Tuesday, March 26, 2013

Pastor? Community Organizer!

As long as I have been a Christian, I have been skeptical of the pastoral system. Though I am not critical of pastors themselves, I do have a fair amount of discomfort with the idea that one person should be singled out as "the minister," with the rest of the church relegated to support roles. You could say that I am especially committed to the concept of the priesthood of all believers, the responsibility that each one of us has for living as disciples of Jesus.

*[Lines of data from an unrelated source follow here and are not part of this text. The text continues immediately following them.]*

Issue #4508, opened 2024-06-28
Capability System: `__target_switch` never compares `case:` capabilities to the parent `[require(...)]`


ArielG-NV:
Problem:
following code will compile but should at a minimum warn:
```
[require(glsl_hlsl)]
void myfunc()
{
    __target_switch
    {
    case hlsl:
    case spirv:
    }
}
```
Expected behavior:
error since `spirv` is not listed by the parent `[require(...)]`

Issue #4506, opened 2024-06-28
Capability System: `[require(....)]` never checks if the capabilities required are invalid


ArielG-NV:
Problem:
`[require(hlsl, glsl)]` is allowed despite being `Invalid`

Solution:
This should be an error.

PR #4490, opened 2024-06-26
Support status argument for GatherXXX

jkwak-work:
This commit adds an argument to all texture GatherXXX functions. The new argument is for "status" as described in SM5.0 definision.

Close #4466

PR #4510, opened 2024-06-28
Emit errors when invalid capabilities are used

ArielG-NV:
fixes: #4506
fixes: #4508

1. As per #4506, no longer allow capabilities to resolve into an `Invalid` capability when using `[require(...)]`
2. As per #4508, no longer allow mismatch between `case` and `[require(...)]` capabilities for a calling function.
3. Fixes to incorrect hlsl.meta capabilities. Related to #4490, `texture_gather` had incorrect capabilities causing issues.
4. Added a ref to the parent function/decl for when erroring with capabilities to help debug meta.slang files for when weird source locations are generated.

Note: 
This is not a breaking change. All capability errors can be turned off with the `ignore-capabilities` flag


source/slang/slang-check-decl.cpp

Though there are certainly dangers in the single-pastor model, I have also observed that when leadership is everyone's job, it often becomes no one's job. In my experience, a lack of explicitly recognized leadership can be a mask for hidden and informal structures that, when dysfunctional, cannot be questioned. It is extremely difficult to critique faulty leadership in a community that does not admit to having leaders! I have been part of communities where the refusal or inability to recognize and empower Spirit-led leadership has resulted in conflict, dysfunction and stagnation.

In spite of the risks that I see in the traditional pastoral model, I cannot deny the advantages of designating particular individuals as leaders within the community. At the same time, the single-pastor pattern of many churches just does not seem to work very well in our present situation, if it ever did. The work of the church is simply too great a burden for any one person to carry.

I am increasingly convinced that we need a way forward that is trapped neither in the informal power structures that can suffocate and stagnate our communities, nor in a pastoral system in which all responsibility and decision-making is vested in one person. What might an alternative model look like?